Molecular basis for solvent dependent morphologies observed on electrosprayed surfaces

Official URL: http://dx.doi.org/10.1039/c3cp53079e

We study the causes of the observed tunable hydrophobicity of poly(styrene-co-perfluoroalkyl ethylacrylate) electrosprayed in THF, DMF, and THF/DMF (1:1) solvents. Under the assumption that equilibrium morphologies in the solvent significantly affect the patterns observed on electrosprayed surfaces, we use atomistic and coarse-grained simulations supported by dynamic light scattering (DLS) experiments to focus on the parameters that affect the resulting morphology of superhydrophobic electrosprayed beads. The differing equilibrium chain size distributions in these solvents examined by DLS are corroborated by chain dimensions obtained via molecular dynamics simulations. Mesoscopic morphologies monitored by dissipative particle dynamics simulations elucidate experimental observations; in particular, preference of the polymer for THF over DMF in the binary mixture rationalizes the dual scale roughness driven by stable microphase separation.
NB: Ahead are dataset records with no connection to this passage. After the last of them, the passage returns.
PR #172, opened 2025-06-11
chore: update spec file and Makefile

marcusburghardt:
## Summary

Align the spec file with Fedora Package Guidelines.
Also make the management of environment variables mode flexible in Makefile so we can also build outside a git environment.

## Related Issues

- Keep the spec ready to be proposed in Fedora

## Review Hints

This PR also aligns the SPEC file with Fedora Package Guidelines:
- https://docs.fedoraproject.org/en-US/packaging-guidelines/
- https://docs.fedoraproject.org/en-US/packaging-guidelines/Golang/


Makefile
```diff
@@ -1,12 +1,14 @@
 GO_BUILD_PACKAGES := ./cmd/...
 GO_BUILD_BINDIR :=./bin
-GIT_COMMIT := $(or $(SOURCE_GIT_COMMIT),$(shell git rev-parse --short HEAD))
-GIT_TAG :="$(shell git tag | sort -V | tail -1)"
+GIT_COMMIT ?= $(shell git rev-parse --short HEAD 2>/dev/null || echo "unknown")
```
jpower432, line 3: No issues with the Makefile changes. I think there is still some discussion around the spec file approach, right?

marcusburghardt: Right @jpower432 . Although this spec file works in alignment to Fedora Package Guidelines and can be built using packit locally, I expect some updates regarding the dependencies and possibly some flags. But they will be more related to how we build complytime instead of spec style.

jpower432 (approved):
LGTM

AlexXuan233 (approved):
LGTM

PR #4670, opened 2025-05-25
Fix bugs of source gens found during main port v9

StefanOssendorf:
Nullable handling improved
Arrays are now correctly handled (again)

Tests for all built in types added.


rockfordlhotka (changes requested):
There are build warnings that need to be addressed in unchanged files (that I assume were affected by the other changes).

rockfordlhotka (approved):

PR #4690, opened 2025-06-20
4385- Changes to the build for maui

### LINKED ISSUE #4385: Split the MAUI build/pack into its own process
Because .NET MAUI has a separate release cycle from .NET itself, the `Csla.Xaml.Maui` project and NuGet package also needs to have a separate release cycle from the rest of CSLA.

@Bowman74 has some good insights into this in #4349

I think it will require

* Pulling the `Csla.Xaml.Maui` project out of the `csla.build` solution
* Changing `Csla.Xaml.Maui.csproj` to reference CSLA via NuGet instead of as a project reference
* Creating a new solution specifically for building the CSLA MAUI project
* Creating a new GitHub action yaml file to build/pack/push the CSLA MAUI project

Bowman74:
#4385 

- csla.build.sln no longer contains Csla.xaml.maui project 
- csla.maui.build.sln created to build csla.xaml.maui.csproj 
- csla.xaml.maui.csproj changed to reference CSLA via a nuget reference 
- directory.package.props created and placed in the csla.xaml.maui directory. The primary purpose of this is to change the output directory to bin\maui-packages instead of bin\packages 
- release.maui.yaml created that builds the new csla.mauil.build.sln and then pushes the nuget packages found under bin\maui-packages

NOTE: The only way to fully test this end to end would be via a release.


Bowman74:
@rockfordlhotka I have also noticed that the ci build uses csla.test.sln. This solution did not before, nor does it now, contain a reference to csla.xaml.maui.csproj. This means that not only does this project not have any unit tests (which may be fine), but it also does not build as a part of a ci build (which also may be fine).

It's probably OK as there is no code directly in it (only code from csla.xaml.shared). But if code ever were added to that project as things stand now, it would never go through any CI verification.

rockfordlhotka:
iirc, we don't include the MAUI projects in the CI build because that requires a Windows runner and also requires installation of the MAUI workload on each run - which consumes build minutes.

Now that we have a separate release for MAUI, I think we could consider adding a new CI build action to detect when changes have happened within the MAUI subtree and to then run a CI build using a Windows runner and install the workload. That would be a good improvement - for a different PR.

Source/csla.build.sln
```diff
@@ -3804,7 +3601,6 @@ Global
 	GlobalSection(SharedMSBuildProjectFiles) = preSolution
 		Csla.Web.Mvc.Shared\Csla.Web.Mvc.Shared.projitems*{31affcd2-f8fe-4b0b-868f-36258f421148}*SharedItemsImports = 5
 		Csla.Xaml.Shared\Csla.Xaml.Shared.projitems*{3698d49c-25b5-4f46-bde2-14008231e68d}*SharedItemsImports = 13
-		Csla.Xaml.Shared\Csla.Xaml.Shared.projitems*{396810b8-3881-4ab7-8f72-663d0690e9d7}*SharedItemsImports = 5
```
rockfordlhotka, line 3807: Isn't this shared project still required by the WPF project? It isn't specific to MAUI, as it is code that is common for all XAML projects (iirc).

.github/workflows/release-maui.yaml
```diff
@@ -0,0 +1,32 @@
+name: release
+
+# trigger on a push to any release/* branch
+on:
+  push:
+    branches:
+      - 'release/*'
```
rockfordlhotka: Does this need to be a different branch prefix name? Otherwise won't we end up releasing everything all the time like today?

Right now when I create a new `release/xyz` branch it builds and pushes the nuget packages for everything - core and maui.

The goal is to be able to create a `release/xyz` branch to build core, and a different branch to build maui? So this might need to be `release-maui/xyz`?

Or am I misunderstanding?

rockfordlhotka (changes requested):

Source/csla.build.sln
Bowman74: Yes, that's the shared project entry from the csla.xaml.maui project in the csla.build.sln file that no longer builds the maui project (the project id for csla.xaml.maui is 396810b8-3881-4ab7-8f72-663d0690e9d7, the shared project reference that was removed). The guid for csla.xaml.wpf project is c5dd3150-ada0-4a47-8cc1-8d9020278b30 and the shared project entry for that is on line 3606 of the csla.build.sln file.

.github/workflows/release-maui.yaml
Bowman74: Good catch, fixed.

rockfordlhotka (approved):

PR #4695, opened 2025-06-25
Feature/4691 MAUI CI build

### LINKED ISSUE #4691: Add MAUI CI build
Create a new CI build that triggers only when code is changed in the MAUI subtree. This CI build should build and run the MAUI code and any MAUI related unit tests.

I don't know if there are any MAUI unit tests at this time? If not, perhaps create a MAUI test project with at least one test just so we can establish the pattern and ensure that the CI action does the right thing.

Bowman74:
Changes to build maui xaml project if anything maul specific has changed. The following changes were made:

- new csla.maui.test.sln made to do just the maui build
- new job added to the CI build that is dependent on the current job. new job runs on MacOS and only runs if the current job succeeds and any maui specific files changed, including the shared xaml project
- The build tries platform builds for Android, iOS and MacOS
- Csla.Xaml.Maui.csproj changed to meet .net 9 minimum versions for iOS and MacOS


Bowman74:
@rockfordlhotka It appears this PR build the new CI build, including the maui job as a maui file did indeed change. This should allow you to look at it. The Build MAUI job will only run if it detects some file important to CSLA MAUI has changed and the Build Main job will always run (it is the old CI build with the addition of taking a look to see if any MAUI files have changed).

Bowman74:
@rockfordlhotka And if you don't normally, I think you definitely want to squash this PR when merging!

Bowman74:
@rockfordlhotka 
I further modified the maui xaml file to use the old minimum iOS and MacOS versions if compiled under .net 8 and the new ones if compiled under any other .Net version. I don't know if we ever compile the projects like that (it doesn't seem we do, at least for the nuget packages) but this will leave the existing minimums in place where they can be used (.Net 8).

Bowman74:
I did change the name of the original job back so the PR dependency doesn't have to change. However, there is not a PR dependency on the MAUI job. That would have to be a conditional dependency for the PR only if the job runs and I don't think GitHub supports that. So with this, the PR won't have a dependency on the new MAUI job but you will be able to see in the PR if it ran and if it was successful.

rockfordlhotka:
.NET 8 will go out of support in November, when .NET 10 supercedes it. Our `main` branch will stop targeting .NET 8 at that point.

Bowman74:
> .NET 8 will go out of support in November, when .NET 10 supercedes it. Our `main` branch will stop targeting .NET 8 at that point.

@rockfordlhotka 
Let me know if you want to change the project file to pull out the conditional .Net 8 stuff. If not, this PR is ready to go.

rockfordlhotka:
It is good to leave it in for now, as we still build dotnet 8 today

Bowman74:
> It is good to leave it in for now, as we still build dotnet 8 today

Sounds good. Then I'll consider this one done.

Drying phenomena that affects resultant dual-scale roughness is described in three stages; each interpreted by concentration dependent diffusion and surface mass transfer coefficients of the solvents. Irrespective of the presence of polar groups in the structure, a conflict between the lower-boiling solvent adhering to the polymer and the less volatile solvent abundant in the bulk leads to perfectly hydrophobic surfaces.